*To do*
Copy out every line of the records where the string "cmdline" occurs.

[Stored data entries]
::::

PR #492, opened 2015-09-18
- Add "toram" boot parameter to allow running the live system entirel…

cyberorg:
…y from RAM

### DIFF
--- a/modules/KIWILinuxRC.sh
+++ b/modules/KIWILinuxRC.sh
@@ -6971,15 +6971,15 @@ function mountSystem {
 #--------------------------------------
 function mountOrCopyLiveCD {
     if [ -n $TORAM ]; then
-	Echo "Copying CD system into tmpfs"
+        Echo "Copying CD system into tmpfs"
         mkdir -p ${LIVECD}R $LIVECD && eval mount $cdopt $biosBootDevice ${LIVECD}R
         SIZE="$(du -s /${LIVECD}R | gawk '{print int($1*1.1)}')"
         mount -t tmpfs -o size=${SIZE}k tmpfs $LIVECD
         cp -ar ${LIVECD}R/* $LIVECD/
         umount ${LIVECD}R
-	rmdir ${LIVECD}R
+        rmdir ${LIVECD}R
     else
-	mkdir -p $LIVECD && eval mount $cdopt $biosBootDevice $LIVECD
+        mkdir -p $LIVECD && eval mount $cdopt $biosBootDevice $LIVECD
     fi
 }
 #======================================
--- a/modules/KIWILinuxRC.sh
+++ b/modules/KIWILinuxRC.sh
@@ -6971,11 +6971,13 @@ function mountSystem {
 #--------------------------------------
 function mountOrCopyLiveCD {
     if [ -n $TORAM ]; then
+	Echo "Copying CD system into tmpfs"
         mkdir -p ${LIVECD}R $LIVECD && eval mount $cdopt $biosBootDevice ${LIVECD}R
-        SIZE="$(/usr/bin/du -s /${LIVECD}R | /usr/bin/gawk '{print int($1*1.1)}')"
-        /bin/mount -t tmpfs -o size=${SIZE}k tmpfs $LIVECD
+        SIZE="$(du -s /${LIVECD}R | gawk '{print int($1*1.1)}')"
+        mount -t tmpfs -o size=${SIZE}k tmpfs $LIVECD
         cp -ar ${LIVECD}R/* $LIVECD/
         umount ${LIVECD}R
+	rmdir ${LIVECD}R
     else
 	mkdir -p $LIVECD && eval mount $cdopt $biosBootDevice $LIVECD
     fi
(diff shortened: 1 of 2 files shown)


modules/KIWILinuxRC.sh
```diff
@@ -6967,6 +6967,21 @@ function mountSystem {
     return $retval
 }
 #======================================
+# mountLivecd
+#--------------------------------------
+function mountLivecd {
+    if [ -n $TORAM ]; then
+        mkdir -p ${LIVECD}R $LIVECD && eval mount $cdopt $biosBootDevice ${LIVECD}R
+        SIZE="$(/usr/bin/du -s /${LIVECD}R | /usr/bin/gawk '{print int($1*1.1)}')"
+        test -n $SIZE || SIZE="800000"
```
schaefi: I think it can't happen that SIZE is empty and if it happens we should log this and proceed with the normal way of mounting the CD

modules/KIWILinuxRC.sh
```diff
@@ -6967,6 +6967,21 @@ function mountSystem {
...
+        /bin/mount -t tmpfs -o size=${SIZE}k tmpfs $LIVECD
+        cp -r ${LIVECD}R/* $LIVECD/
```
schaefi: Instead of cp please use rsync, that avoids problems with file permissions. rsync is available in the initrd

system/boot/ix86/isoboot/suse-linuxrc
```diff
@@ -65,6 +65,9 @@ includeKernelParameters
 if grep -i -q "livecd_config=[a-zA-Z0-9/]" /proc/cmdline; then
     export LIVECD_CONFIG=`sed 's/.*livecd_config=\([^ ]*\).*/\1/' /proc/cmdline`
 fi
+if grep -qi "toram" /proc/cmdline; then
+        export TORAM=true
```
schaefi: you export TORAM but I don't see where this variable is used ?

modules/KIWILinuxRC.sh
cyberorg: you can remove that line, that was copy/paste leftover from knoppix linuxrc

system/boot/ix86/isoboot/suse-linuxrc
```diff
@@ -210,7 +213,7 @@ if [ -z "$UNIONFS_CONFIG" ] && [ -z "$COMBINED_IMAGE" ];then
         systemException "Failed to mount RW root filesystem" "reboot"
     fi
     cdopt=$(CDMountOption $biosBootDevice)
-    mkdir -p $LIVECD && eval mount $cdopt $biosBootDevice $LIVECD
+    mountLivecd
```
schaefi: the name is misleading, maybe better mountOrCopyLiveCD or embedLiveCD or integrateLiveCD

schaefi:
Please also add a short information about this feature in the documentation. In the branch

```
improve_documentation
```

Thanks

modules/KIWILinuxRC.sh
cyberorg: will use cp -ar as rsync would have to be added to boot image otherwise. We copy ro image anyway so permissions are not critical.

system/boot/ix86/isoboot/suse-linuxrc
cyberorg: in KIWILinuxRC.sh function

system/boot/ix86/isoboot/suse-linuxrc
cyberorg: mountOrCopyLiveCD sounds more descriptive

cyberorg:
Please add this in the docs, I am not sure about place it goes in the git branch, it can come under kiwidebug parameter or somewhere under isoboot/live CD section.

The boot option toram copies contents of live CD into RAM to allow running the live system from RAM 
entirely. CD or USB stick can be ejected after boot completes.

modules/KIWILinuxRC.sh
```diff
@@ -6967,6 +6967,20 @@ function mountSystem {
...
 #======================================
+# mountOrCopyLiveCD
+#--------------------------------------
+function mountOrCopyLiveCD {
+    if [ -n $TORAM ]; then
+        mkdir -p ${LIVECD}R $LIVECD && eval mount $cdopt $biosBootDevice ${LIVECD}R
+        SIZE="$(/usr/bin/du -s /${LIVECD}R | /usr/bin/gawk '{print int($1*1.1)}')"
+        /bin/mount -t tmpfs -o size=${SIZE}k tmpfs $LIVECD
+        cp -ar ${LIVECD}R/* $LIVECD/
+        umount ${LIVECD}R
```
schaefi: looks good, just add 

```
rmdir ${LIVECD}R
```

and it would be nice to tell the user what we are doing here. So a message saying

```
Echo "Copying CD system into tmpfs"
```

or similar

Thanks

schaefi:
I have created a pull request against the improve_documentation branch and hope Frank will merge it

schaefi:
all right, let's go with it :) Thanks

::::

*Response*
 if grep -i -q "livecd_config=[a-zA-Z0-9/]" /proc/cmdline; then
     export LIVECD_CONFIG=`sed 's/.*livecd_config=\([^ ]*\).*/\1/' /proc/cmdline`
+if grep -qi "toram" /proc/cmdline; then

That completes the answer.